The success of the proposed method also opens up new possibilities for its application in other areas where soil moisture or groundwater measurement data are scarce or not readily available. The novel approach of incorporating the SWI with accumulated rainfall, or using accumulated rainfall alone, appeared to produce better performance compared with the previously used conceptual model in the region. The FlexL model produced an NSE of about 0.8 for testing at P.1, while the best current findings of this study produced an NSE of 0.91 for testing (Sriwongsitanon et al. 2023). Furthermore, the performance of these methods was comparable to that of other models that required multiple inputs and techniques for splitting baseflow. For example, the convolutional neural networks (CNN) model used additional inputs, such as groundwater, land cover, and soil maps (Song 2022). The ANN and RF models utilized baseflow separation techniques (Tongal & Booij 2018; Song 2022). Some studies may require antecedent runoff data to improve accuracy (Qiao et al. 2023; Vaheddoost et al. 2023). Therefore, the current findings suggest that the proposed methods are particularly valuable, especially in areas where comprehensive data sources are limited and rely solely on rainfall data.

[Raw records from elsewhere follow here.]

PR #99, opened 2018-01-17
Fix a referenced issue number

chickenkiller:
The issue number for nested test suites is JENKINS-6545, not JENKINS-6454.


abayer:
Thanks!

PR #101, opened 2018-03-06
Use Run instead of AbstractBuild in AggregatedTestResultAction

ngg:
We're experimenting with aggregating test results from pipelines.
If the child is not an AbstractBuild then child.owner is null while child.run is filled, this fixes that case.


jglick:
FWIW I deliberately declined to touch `AggregatedTestResultAction` when adding Pipeline support to this plugin, since the typical use case was specific to freestyle job chains and solved more easily in Pipeline by simply running the `junit` step multiple times (perhaps in `parallel`).

PR #102, opened 2018-04-19
[DO NOT MERGE] JEP-305 demo

jglick:
See https://github.com/jenkinsci/plugin-pom/pull/100.


jglick:
Merely served as a demo of consuming Incrementals without also producing; not too interesting.

PR #103, opened 2018-04-27
Updated to new parent

jglick:
`Messages` is `@Restricted(NoExternalUse.class)`. We were just failing to enforce that before.


jglick:
Build failure in `master` seems to be a regression from @Wadeck’s commit, BTW—it enabled Windows-based builds, without fixing all tests to run on Windows.

PR #104, opened 2018-04-30
Avoid test to fail under Windows

Wadeck:
- after the addition of Windows in the desired type of node, some tests were failing due to some `sh` commands in pipeline

@reviewbybees


Wadeck:
duplicated by #100

PR #105, opened 2018-05-22
Workaournd to "[JENKINS-6048] Matrix builds fail when Axes values contain invalid characters for Windows directory names"

jeannich:
By default, for Matrix jobs, jenkins creates a workspace based on axis name and axis value.
In this test axis name is 'a', which is fine, but axis value is '<|#)' which cannot be used as folder name.
Overriding folder name to prevent this issue.

### DIFF
--- a/src/test/java/hudson/tasks/junit/JUnitResultArchiverTest.java
+++ b/src/test/java/hudson/tasks/junit/JUnitResultArchiverTest.java
@@ -333,6 +333,7 @@ public class JUnitResultArchiverTest {
 
         MatrixProject p = j.jenkins.createProject(MatrixProject.class, "test-" + j.jenkins.getItems().size());
         p.setAxes(new AxisList(new TextAxis("a", "<|#)")));
+        p.setChildCustomWorkspace("axis_sub_folder");
         p.setScm(new SingleFileSCM("report.xml", getClass().getResource("junit-report-20090516.xml")));
         p.getPublishersList().add(new JUnitResultArchiver("report.xml"));
 


olivergondza:
I might be wrong but is not the test (provided it is failing right now) detecting an actual problem so it should be addressed instead of suppressing it in the test?

jeannich:
I am not sure of the purpose of this test but it doesn't seem to be targeting the issue JENKINS-6048.
I'll double check that.

With this workaround we could bring back tests execution on Windows!

jeannich:
The function tests "specialCharsInRelativePath" has been delivered by @olivergondza with this checkin https://github.com/jenkinsci/junit-plugin/commit/f81c822e2eed0ed0a495cb10a9482e9e8dee87a6

The purpose was to test *javascript* handling of special characters ; it has not link with workspace path issue.
Furthermore this workspace issue is already tracked by [JENKINS-6048](https://issues.jenkins-ci.org/browse/JENKINS-6048) hence I think this PR can be safely allowed

olivergondza:
Well, yes, the test was introduced to cover different scenario but I am concerned it will no longer be valid test it after this change.

So, let's first enable the test on windows so we see it failing ([it is being skipped currently](https://ci.jenkins.io/job/Plugins/job/junit-plugin/view/change-requests/job/PR-105/1/testReport/hudson.tasks.junit/JUnitResultArchiverTest/windows___Archive__windows____specialCharsInRelativePath/)) and then add this fix in next commit so we see it gets fixed.

jeannich:
No idea why but I did not have the line "Assume.assumeFalse(Functions.isWindows());" on my file!
Indeed @olivergondza with this restriction we are fine.

Just a remark though, maybe this line should be followed by a
"//TODO: remove this once JENKINS-6048 gets fixed"

I'll delete this PR (don't know how to do this. Feel free to go ahead and delete it)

The RF model accurately estimated the runoff in both the dry and rainy seasons from internal features, separating characteristics of runoff occurrence. In addition, the RF model demonstrated that using Case 6 as a predictor was sufficient to achieve a prediction with high accuracy. By contrast, the ANN model required Case 8 as a predictor to attain comparable levels of accuracy. Additionally, the combined-ANN model developed by segregating the runoff components enhanced accuracy compared with the single ANN model. Nonetheless, even with this improvement, the combined-ANN model still fell behind the performance of the RF model.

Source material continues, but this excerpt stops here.